At the beginning of the space era, no space electronics were available at all. Military electronic parts were up-screened for its use in space. In this up-screening process, complementary tests were achieved and the best of them were selected.
In 1973, the Skylab hardware was manufactured using military components. After the qualification test, the hardware has to be improved several times due to encountered malfunctions during the qualification process. These improvements implicated further investments over 3 million dollars for achieving system redundancy; new electronic components and further qualification campaigns were needed.
The electronic systems of the first space shuttle mission (1981) were based also on military elements. In order to increase the reliability of the system most of them were built six fold. Using an elective scheme, the valid data was verified. The inclusion of redundant systems meant also the increase of weight, power consumption and more hardware and software challenges.
Due to the fact that military electronics were not good enough for space applications and that the up-screening does not always improve the parts, in the 60’s the systematic development of space electronics was initiated.

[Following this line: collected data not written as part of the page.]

PR #1446, opened 2026-02-16
sparse_strips: Move filter handling logic from vello_cpu to vello_common

laurenz-canva:
Since this is a relatively isolated change, I decided to open a PR for this now so that it reduces the diff of follow-up PRs. All this PR does is simply:

- Moving all of the filter definitions that can be reused across both renderers into vello_common, while leaving vello_cpu specific logic where it currently is.
- Introduce an `InstantiatedFilter` abstraction that allows instantiating a filter for a specific transform, since we need the same in vello_hybrid.

There's a bit of a question whether we can deduplicate some of the predefined SVG filters and their instantiated versions, but for now this is the least invasive change, I think.

### DIFF
--- a/sparse_strips/vello_common/src/filter/drop_shadow.rs
+++ b/sparse_strips/vello_common/src/filter/drop_shadow.rs
@@ -7,7 +7,7 @@ use crate::color::{AlphaColor, Srgb};
 use crate::filter::gaussian_blur::{MAX_KERNEL_SIZE, plan_decimated_blur, transform_blur_params};
 use crate::filter::transform_offset_params;
 use crate::filter_effects::EdgeMode;
-use crate::kurbo::{Affine, Vec2};
+use crate::kurbo::Affine;
 
 /// A drop shadow filter.
 #[derive(Debug)]


sparse_strips/vello_common/src/filter/mod.rs
```diff
@@ -0,0 +1,94 @@
...
+use crate::kurbo::{Affine, Vec2};
+
+pub mod drop_shadow;
+pub mod flood;
+pub mod gaussian_blur;
+pub mod offset;
+
+/// A filter that has been instantiated for a specific affine transformation.
+#[derive(Debug)]
+pub enum InstantiatedFilter {
```
laurenz-canva: Perhaps `PreparedFilter` would be a better name?

sparse_strips/vello_common/src/filter/drop_shadow.rs
```diff
@@ -0,0 +1,92 @@
...
+    transform: &Affine,
+) -> (f32, f32, f32) {
+    // Transform the offset vector by the full transformation matrix
+    // to correctly handle rotation, scale, and shear.
+    // We use the linear part only (no translation) since this is a vector offset.
+    let offset = Vec2::new(dx as f64, dy as f64);
+    let [a, b, c, d, _, _] = transform.as_coeffs();
+    let transformed_offset = Vec2::new(a * offset.x + c * offset.y, b * offset.x + d * offset.y);
+    let scaled_dx = transformed_offset.x as f32;
+    let scaled_dy = transformed_offset.y as f32;
```
grebmeg: I think you can reuse `transform_offset_params` from `vello_common/src/filter/mod.rs` here.

sparse_strips/vello_common/src/filter_effects.rs
```diff
@@ -54,6 +54,8 @@ use alloc::sync::Arc;
 use alloc::vec::Vec;
 use smallvec::SmallVec;
 
+// TODO: Move/integrate this into the `filter` module?
```
grebmeg: I actually think I like the current split: `filter_effects` defines a pure data model (and could potentially move to `peniko`(?)), while `filter/` contains the rendering-side representation/implementation.

sparse_strips/vello_common/src/filter/mod.rs
grebmeg: Yeah, agree, maybe let's name it `PreparedFilter`?

grebmeg (approved):
LGTM

sparse_strips/vello_common/src/filter/drop_shadow.rs
laurenz-canva: True!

The manufacture of space electronics demands a high quality production process. In the USA military components were selected and thereafter qualified running additional tests. This strategy allowed the reduction of production costs. Since the space components demand was and is small, the price of these is still high. Nowadays the qualification of only one component following ESA or NASA Standards implies an investment beginning from 1 million dollar and a certification time of around two years.
The gained experience of the last sixty years in many space missions and with different technologies allowed institutions like ESA and NASA to develop qualification guidelines and standards, which are manuals to be followed and used for the qualification of electronic parts for space missions.
A full qualification of a component is very laborious. It takes few years and requests a high financial investment. A full qualification is called “Screening Test”. In the screening test following tests have to be performed:
- Electrical test
- Seal test
- Visual inspection
- Mechanical shocks
- Vibration test
- Constant acceleration
- Thermal test
- Radiation test
- High Temperature Stabilization Bake
- Temperature cycling
- Thermal Shock
Overqualification? Are COTS robust enough?
ITAR components comply with very severe requirements and offer a high reliability for their usage in extreme environments. An ITAR component can have a radiation tolerance of 300 krad. During a LEO mission, a total dose of 1 krad will be accumulated in one year . In this case the use of ITAR components does not match the mission requirements. It is valid to say that the ITAR components are over-qualified for LEO missions.
Furthermore, the ITAR problematic is bound with export restrictions. The export licensing process takes around six months and there is no guarantee to get the permission. This is a major problem for small and medium-sized enterprises (SMEs) also American SMEs and retards their business process. Another disadvantage is that the ITAR EEE parts are based on a robust but also old technology, and do not reach the newest High-Tech electrical and functional levels. Another important point is the price of ITAR components, which is very high and a financial obstacle for SMEs that want to enter in the space field and are not in possession of major capital resources.
The new space era begins with the born of the Picosatellites. In February 2000 the Stanford University launched the microsatellite OPAL. This satellite was the mothership of six Picosatellites, which demonstrated the feasibility of new space platforms for research experiments . Since the beginning of the century such new space platforms has been used by many universities, research institutes and space companies for research, technology demonstration, technology validation and commercial services. In order to keep costs low, Commercial-Of-The-Shelf (COTS) components have being used. These components support the missions for a limited period, however reborn the usage of COTS components in space.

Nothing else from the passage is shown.